I gave a light-hearted paper on the toupha-toufa this weekend at the Medieval Academy of the Pacific in Tacoma, Washington, to answer the question: what did Gozzoli think he was doing with this feathered crown? He clearly has heard of the diadem with feathers traditionally worn by the Eastern emperor in a triumph, a diadem bearing a circle of peacock feathers, called a toupha. I didn't answer it adequately there.
In preparation for this paper, a few images new to me turned up. For want of writing time, I am kindly making these images available here. This first is carved on an 11th-C ivory box that has various representations of emperors or horseback. Since the toupha is generally associated with a military triumph, it is odd to see it in the context of hunting and I am a bit curious about the way the emperor sits his horse.

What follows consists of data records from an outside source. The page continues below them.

PR #5621, opened 2018-07-16
I5220-remove-addon/collection 404 fix

### LINKED ISSUE #5220: Page shows 404 when all addons in the second page are deleted
1. Editing a collection (an existing collection)
2. Having more than 25 addons in a collection, so that the pagination shows up.
3. Go to the second page, and delete them all.

### What happened?
It shows `Page not found`. 

Ideally, it should be redirected to previous page, page 1 in this case.

vlpebxfoo1

rebmullin:
fixes #5220 

I wanted to check into this approach before I changed any tests. I hope that's okay...

Also, just a note, originally I had a nested try catch inside the catch but I wasn't sure if this was ideal (based on various feedback when I looked into this a bit) plus I saw a few lint issues which are avoided when I do it this way. 

let me know what you think : )

### DIFF
--- a/src/amo/components/Collection/index.js
+++ b/src/amo/components/Collection/index.js
@@ -53,6 +53,7 @@ import type { CollectionAddonType } from 'core/types/addons';
 import type { I18nType } from 'core/types/i18n';
 import type { DispatchFunc } from 'core/types/redux';
 import type {
+  ReactRouterHistoryType,
   ReactRouterLocationType,
   ReactRouterMatchType,
 } from 'core/types/router';
@@ -76,6 +77,7 @@ type InternalProps = {|
   errorHandler: ErrorHandlerType,
   filters: CollectionFilters,
   hasEditPermission: boolean,
+  history: ReactRouterHistoryType,
   i18n: I18nType,
   isLoggedIn: boolean,
   isOwner: boolean,
@@ -247,9 +249,11 @@ export class CollectionBase extends React.Component<InternalProps> {
     invariant(slug, 'slug is required');
     invariant(username, 'username is required');
 
-    const pages = (collection.numberOfAddons - 1) / collection.pageSize;
-    const isNewPage = pages % 1 === 0;
-    const newFilter = Math.ceil(pages) || 1;
+    const { pageSize } = collection;
+    const pages = pageSize ? (collection.numberOfAddons - 1) / pageSize : null;
+    const isNewPage = pages && pages % 1 === 0;
+    const newFilter = (pages && Math.ceil(pages)) || 1;
+    const filter = isNewPage ? newFilter : filters.page;
 
     dispatch(
       removeAddonFromCollection({
@@ -257,7 +261,7 @@ export class CollectionBase extends React.Component<InternalProps> {
         errorHandlerId: errorHandler.id,
         filters: {
           ...filters,
-          page: isNewPage ? newFilter : filters.page,
+          page: filter,
         },
         slug,
         username,
@@ -268,10 +272,10 @@ export class CollectionBase extends React.Component<InternalProps> {
       const { location } = history;
 
       history.push({
-        ...location,
+        pathname: location.pathname,
         query: {
           ...location.query,
-          page: newFilter,
+          page: filter,
         },
       });
     }
--- a/src/amo/components/Collection/index.js
+++ b/src/amo/components/Collection/index.js
@@ -238,7 +238,7 @@ export class CollectionBase extends React.Component<InternalProps> {
   }
 
   removeAddon: RemoveCollectionAddonFunc = (addonId: number) => {
-    const { collection, dispatch, errorHandler, filters } = this.props;
+    const { collection, dispatch, errorHandler, filters, history } = this.props;
 
     invariant(collection, 'collection is required');
 
@@ -249,7 +249,7 @@ export class CollectionBase extends React.Component<InternalProps> {
 
     const pages = (collection.numberOfAddons - 1) / collection.pageSize;
     const isNewPage = pages % 1 === 0;
-    const filter = Math.ceil(pages) || 1;
+    const newFilter = Math.ceil(pages) || 1;
 
     dispatch(
       removeAddonFromCollection({
@@ -257,7 +257,7 @@ export class CollectionBase extends React.Component<InternalProps> {
         errorHandlerId: errorHandler.id,
         filters: {
           ...filters,
-          page: isNewPage ? filter : filters.page,
+          page: isNewPage ? newFilter : filters.page,
         },
         slug,
         username,
@@ -265,13 +265,13 @@ export class CollectionBase extends React.Component<InternalProps> {
     );
 
     if (isNewPage) {
-      const { location } = this.props.history;
+      const { location } = history;
 
       history.push({
         ...location,
         query: {
           ...location.query,
-          page: filter,
+          page: newFilter,
         },
       });
     }
--- a/src/amo/components/Collection/index.js
+++ b/src/amo/components/Collection/index.js
@@ -104,6 +104,24 @@ export type SaveAddonNoteFunc = (
   notes: string,
 ) => void;
 
+// Let's find out what page we'll be on after we remove
+// the item from the collection.
+const getCollectionPage = (collection) => {
+  const { numberOfAddons, pageSize } = collection;
+
+  if (pageSize) {
+    return (numberOfAddons - 1) / pageSize;
+  }
+
+  return 1;
+};
+
+const switchCollectionPage = (collection) => {
+  // If the number is an integer, then we can
+  // switch the page.
+  return Number.isInteger(getCollectionPage(collection));
+};
+
 export class CollectionBase extends React.Component<InternalProps> {
   addonPlaceholderCount: number;
 
@@ -249,11 +267,13 @@ export class CollectionBase extends React.Component<InternalProps> {
     invariant(slug, 'slug is required');
     invariant(username, 'username is required');
 
-    const { pageSize } = collection;
-    const pages = pageSize ? (collection.numberOfAddons - 1) / pageSize : null;
-    const isNewPage = pages && pages % 1 === 0;
-    const newFilter = (pages && Math.ceil(pages)) || 1;
-    const filter = isNewPage ? newFilter : filters.page;
+    const isNewPage = switchCollectionPage(collection);
+
+    let page = filters.page;
+
+    if (isNewPage) {
+      page = Math.ceil(getCollectionPage(collection)) || 1;
+    }
 
     dispatch(
       removeAddonFromCollection({
@@ -261,7 +281,7 @@ export class CollectionBase extends React.Component<InternalProps> {
         errorHandlerId: errorHandler.id,
         filters: {
           ...filters,
-          page: filter,
+          page,
         },
         slug,
         username,
@@ -275,7 +295,7 @@ export class CollectionBase extends React.Component<InternalProps> {
         pathname: location.pathname,
         query: {
           ...location.query,
-          page: filter,
+          page,
         },
       });
     }
--- a/src/amo/components/Collection/index.js
+++ b/src/amo/components/Collection/index.js
@@ -104,29 +104,17 @@ export type SaveAddonNoteFunc = (
   notes: string,
 ) => void;
 
-// This gets the new collection page.
-const getNewCollectionPage = (collection) => {
-  const { numberOfAddons, pageSize } = collection;
-
-  if (pageSize) {
-    return Math.ceil((numberOfAddons - 1) / pageSize) || 1;
-  }
-
-  return 1;
-};
-
-const shouldChangePage = (collection) => {
+export const computeNewCollectionPage = (
+  collection: CollectionType,
+): number => {
   const { numberOfAddons, pageSize } = collection;
 
   let page = 1;
-
   if (pageSize) {
-    page = (numberOfAddons - 1) / pageSize;
+    page = Math.ceil((numberOfAddons - 1) / pageSize);
   }
 
-  // If the number is an integer, then we should
-  // change the page.
-  return Number.isInteger(page);
+  return page || 1;
 };
 
 export class CollectionBase extends React.Component<InternalProps> {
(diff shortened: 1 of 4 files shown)


rebmullin:
Thanks for the feedback @bobsilverberg. I'll take another look into...

rebmullin:
@willdurand @kumar303, I've made some changes (per the first review). When you have some time, please let me know if this is any better : )

src/amo/components/Collection/index.js
```diff
@@ -247,15 +249,36 @@ export class CollectionBase extends React.Component<InternalProps> {
     invariant(slug, 'slug is required');
     invariant(username, 'username is required');
 
+    const { pageSize } = collection;
+    const pages = pageSize ? (collection.numberOfAddons - 1) / pageSize : null;
+    const isNewPage = pages && pages % 1 === 0;
+    const newFilter = (pages && Math.ceil(pages)) || 1;
```
willdurand: 3 lines of basic maths, yet I don't understand anything..

I would like to see a helper function above the class with a name explaining what it is supposed to do, and we should not mix `&&` and `||` and ternary operators. I would like to avoid the modulo 1 as well, because this is JS black magic.

src/amo/components/Collection/index.js
```diff
@@ -247,15 +249,36 @@ export class CollectionBase extends React.Component<InternalProps> {
...
+    const filter = isNewPage ? newFilter : filters.page;
```
willdurand: why not naming this variable `page`?

tests/unit/amo/components/TestCollection.js
```diff
@@ -1268,6 +1268,66 @@ describe(__filename, () => {
         username: detail.author.username,
       }),
     );
+
+    sinon.assert.notCalled(root.instance().props.history.push);
+  });
+
+  it('set up new filters and a page when removeAddon removes the last addon on the page', () => {
```
willdurand: s/set up new filters/updates the page

src/amo/components/Collection/index.js
rebmullin: yikes ok : )let me see if I can clarify and clean up a bit

rebmullin:
@willdurand, thanks for feedback. Please let me know if this is any better : )
thanks

src/amo/components/Collection/index.js
```diff
@@ -102,6 +104,24 @@ export type SaveAddonNoteFunc = (
   notes: string,
 ) => void;
 
+// Let's find out what page we'll be on after we remove
+// the item from the collection.
+const getCollectionPage = (collection) => {
```
willdurand: Should it be `getPreviousCollectionPage`?

src/amo/components/Collection/index.js
```diff
@@ -102,6 +104,24 @@ export type SaveAddonNoteFunc = (
...
+  const { numberOfAddons, pageSize } = collection;
+
+  if (pageSize) {
+    return (numberOfAddons - 1) / pageSize;
+  }
+
+  return 1;
+};
+
+const switchCollectionPage = (collection) => {
```
willdurand: `shouldChangePage` maybe?

src/amo/components/Collection/index.js
```diff
@@ -247,15 +267,38 @@ export class CollectionBase extends React.Component<InternalProps> {
     invariant(slug, 'slug is required');
     invariant(username, 'username is required');
 
+    const isNewPage = switchCollectionPage(collection);
+
+    let page = filters.page;
+
+    if (isNewPage) {
+      page = Math.ceil(getCollectionPage(collection)) || 1;
```
willdurand: Why do you need `Math.ceil` here? That should be done in `getCollectionPage`, no?

willdurand:
> Please let me know if this is any better : )

Yeah that looks definitely better!

src/amo/components/Collection/index.js
rebmullin: I was going to move it up there but then swithcCollectionPage would always return true here so I decided to leave this way. I guess I can make this into another function if that would make it more clear..?

src/amo/components/Collection/index.js
rebmullin: that works : )

src/amo/components/Collection/index.js
rebmullin: actually here we are trying to figure out the collection page...
let me think about this..

rebmullin: ok I think I am going to combine the ceil func inside this function (as you've suggested/asked about below) and so i've changed things a bit...

regarding this name, I decided to go with getNewCollectionPage as it's only called when its determined that we need to switch the page.

rebmullin:
hey @willdurand, can you please take another look at this one if you have time :)

src/amo/components/Collection/index.js
```diff
@@ -102,6 +104,31 @@ export type SaveAddonNoteFunc = (
...
+  return 1;
+};
+
+const shouldChangePage = (collection) => {
+  const { numberOfAddons, pageSize } = collection;
+
+  let page = 1;
+
+  if (pageSize) {
+    page = (numberOfAddons - 1) / pageSize;
```
willdurand: I see that we do that in the function above. Can we do merge the two functions?

```js
export const computeNewCollectionPage = (
  collection: CollectionType,
): number | null => {
  const { numberOfAddons, pageSize } = collection;

  let page = 1;
  if (pageSize) {
    page = (numberOfAddons - 1) / pageSize;
  }

  if (!Number.isInteger(page)) {
    return null;
  }

  return Math.ceil(page) || 1;
};
```

willdurand: In which case do we have `page` that is not an integer?

willdurand: So, I think we can do this:

```js
export const computeNewCollectionPage = (
  collection: CollectionType,
): number => {
  const { numberOfAddons, pageSize } = collection;

  let page = 1;
  if (pageSize) {
    page = Math.ceil((numberOfAddons - 1) / pageSize);
  }

  return page || 1;
};


```

willdurand: and use it like this:

```js
  removeAddon: RemoveCollectionAddonFunc = (addonId: number) => {
    const { collection, dispatch, errorHandler, filters, history } = this.props;

    invariant(collection, 'collection is required');

    const { slug, authorUsername: username } = collection;

    invariant(username, 'username is required');

    let { page } = filters;
    let shouldPushNewRoute = false;
    const newCollectionPage = computeNewCollectionPage(collection);

    if (page !== newCollectionPage) {
      page = newCollectionPage;
      shouldPushNewRoute = true;
    }

    dispatch(
      removeAddonFromCollection({
        addonId,
        filters: {
          ...filters,
          page,
        },
        slug,
        username,
      }),
    );

    if (shouldPushNewRoute) {
      const { location } = history;

      history.push({
        pathname: location.pathname,
        query: {
          ...location.query,
          page,
        },
      });
    }
  };

```

What do you think? That would prevent a push to happen for no reason, and also make the code more understandable, no?

tests/unit/amo/components/TestCollection.js
```diff
@@ -1268,6 +1268,66 @@ describe(__filename, () => {
         username: detail.author.username,
       }),
     );
+
+    sinon.assert.notCalled(root.instance().props.history.push);
+  });
+
+  it('updates the page when removeAddon removes the last addon on the page', () => {
+    const history = createFakeHistory();
```
willdurand: You probably want to use it, you should pass it a `location` that is created a few lines after:

``` js
const location = createFakeLocation({ query: { page, collection_sort: sort } });
const history = createFakeHistory({ location });
```

Then you can pass both `location` and `history` and use the latter in `assert.test.calledWith(histor.push, ...)`.

tests/unit/amo/components/TestCollection.js
```diff
@@ -1268,6 +1268,66 @@ describe(__filename, () => {
...
+    const authorUserId = 11;
+    const { store } = dispatchSignInActions({ userId: authorUserId });
+
+    const addons = createFakeCollectionAddons();
+    const addonId = addons[0].addon.id;
+    const detail = createFakeCollectionDetail({
+      authorId: authorUserId,
+      // This will simulate only 1 item on the 2nd page.
+      count: DEFAULT_API_PAGE_SIZE + 1,
```
willdurand: We probably need a test with `DEFAULT_API_PAGE_SIZE + 2`.

tests/unit/amo/components/TestCollection.js
```diff
@@ -1268,6 +1268,66 @@ describe(__filename, () => {
...
+      location: createFakeLocation({ query: { page, collection_sort: sort } }),
+      store,
+    });
+
+    fakeDispatch.resetHistory();
+
+    // This simulates the user clicking the "Remove" button on the
+    // EditableCollectionAddon component.
+    root.instance().removeAddon(addonId);
+    sinon.assert.callCount(fakeDispatch, 1);
```
kumar303: I prefer to see `assert.calledWith` come before `assert.callCount` because `calledWith` will give a better error message on a failure.

tests/unit/amo/components/TestCollection.js
kumar303: You should pass this to `renderComponent()` to make the test more robust. In other words, you want to keep it in sync with your assertion.

tests/unit/amo/components/TestCollection.js
```diff
@@ -1268,6 +1268,66 @@ describe(__filename, () => {
...
+      removeAddonFromCollection({
+        addonId,
+        errorHandlerId: errorHandler.id,
+        filters: { page: 1, collectionSort: sort },
+        slug: detail.slug,
+        username: detail.author.username,
+      }),
+    );
+
+    sinon.assert.calledWith(root.instance().props.history.push, {
```
kumar303: After passing `history` to `renderComponent`, I think you could make this `sinon.assert.calledWith(history.push, ...)`

src/amo/components/Collection/index.js
rebmullin: unless I a missing something, the only difference I really see is this piece:

```javascript
  let { page } = filters;

    if (isNewPage) {
      page = getNewCollectionPage(collection);
    }
...
```

As far as pushing the page, I was already doing that - only pushing if isNewPage was true but I agree your names make it a little clearer

willdurand: Exactly! You did the hard work by finding the issue and the patch to fix it. I just made it a bit more readable because I really had troubles understanding it.

tests/unit/amo/components/TestCollection.js
rebmullin: I thought about this but the original case I guess assumes and does this really. Maybe it would be okay to just update that case to include this info so it's clear?

tests/unit/amo/components/TestCollection.js
rebmullin: yeh works, thanks!

src/amo/components/Collection/index.js
rebmullin: and my comments too : )

tests/unit/amo/components/TestCollection.js
willdurand: That should probably be covered to distinguish the happy path (page = 1).

rebmullin:
hey @willdurand, how's it look now?

tests/unit/amo/components/TestCollection.js
```diff
@@ -1234,8 +1234,12 @@ describe(__filename, () => {
     });
     const errorHandler = createStubErrorHandler();
     const fakeDispatch = sinon.spy(store, 'dispatch');
-    const page = 123;
+    const page = 5;
```
willdurand: 😄 I noticed this one too. Do we know why it is evaluated to 5?

tests/unit/amo/components/TestCollection.js
```diff
@@ -1257,7 +1262,61 @@ describe(__filename, () => {
     // This simulates the user clicking the "Remove" button on the
     // EditableCollectionAddon component.
     root.instance().removeAddon(addonId);
+    sinon.assert.calledWith(
+      fakeDispatch,
+      removeAddonFromCollection({
+        addonId,
+        errorHandlerId: errorHandler.id,
+        filters: { page: 5, collectionSort: sort },
```
willdurand: It is probably fine to have `page`, it has been assigned to `5` above.

tests/unit/amo/components/TestCollection.js
rebmullin: yes : )

should i show the math here? basically it should be ~ numberofaddons / pageSize

willdurand: Looking at the helper functions, we don't really create 5*25 add-ons in the collection, hence my surprise. I think it is because `count = 123` in a helper function. Is that the reason?

rebmullin: yeh, the count comes from 123 - from the helper function. Now that we have updated the logic to check if the page != newCollectionPage, it needs to be the correct page number here otherwise we won't get the expected results.

I could either change the count or the page to do this and went with the page...

I am not totally clear of your question maybe, so let me know if that helps

willdurand: Can we fix the `count` value to be more realistic?

rebmullin: Sure

tests/unit/amo/helpers.js
```diff
@@ -347,7 +347,7 @@ export function dispatchAutocompleteResults({
 
 export const createFakeCollectionDetail = ({
   name = 'My Addons',
-  count = 123,
+  count = 30,
```
willdurand: That will likely break other tests. I think we should override `count` in `createFakeCollectionDetail()`, just for this test case.

rebmullin: oh ok sure..

tests/unit/amo/components/TestCollection.js
```diff
@@ -1231,11 +1231,16 @@ describe(__filename, () => {
     const addonId = addons[0].addon.id;
     const detail = createFakeCollectionDetail({
       authorId: authorUserId,
+      count: 30,
```
willdurand: I'd add a comment saying that we pretend there are > 25 addons so that we are on page 2.

rebmullin: what about doing something like this: 

```javascript
 // This will simulate a few items on the 2nd page.
 count: DEFAULT_API_PAGE_SIZE + 2,
```

willdurand: Yes!

rebmullin: lol..

but I just realized this is actually identical to the test I have below now. I I guess I can remove this

rebmullin:
thanks for the review everyone : )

The next one I showed before, a toupha portrayed in an 11-th C fabric found in the tomb of a German bishop, but its perspective may help to explain the shape of the headdress on Cyrenius, Governor of Syria, in the 14th-C mosaic in the Kariye Djami in Istanbul.
Do the striped feathers in Gozzoli's interpretation of the toupha have anything to do with the striped feathers on Ag. Alexandros of Pydna, shown here in the Cave of the Theotokos at Prespa? Especially as this Ag. Alexandros is wearing, like Gozzoli's, a short-sleeve robe. This robe is covered with Palaiologan double-headed eagles. He seems to have originated as one of those martyred soldiers, but it does look as if, being in northern Greece, a sainted soldier Alexandros -- soldiers are often shown wearing helmets with a crest which is called a toupha -- became conflated with Alexander the Great, and an emperor is entitled to a right royal toupha and robe.
Another Ag. Alexandros, from Ag. Athanasios in Kastoria.
Finally, the toupha Piero della Francesca painted about 1447 in his glorious fresco sequence on the Legend of the True Cross in S. Francesco in Arezzo. Ten years ago I visited the church when the frescos were being restored, and was taken up on a scaffolding so that I was as close to the hand of Piero as I am to my computer screen. It represents the emperor Heraclius at the moment of victory.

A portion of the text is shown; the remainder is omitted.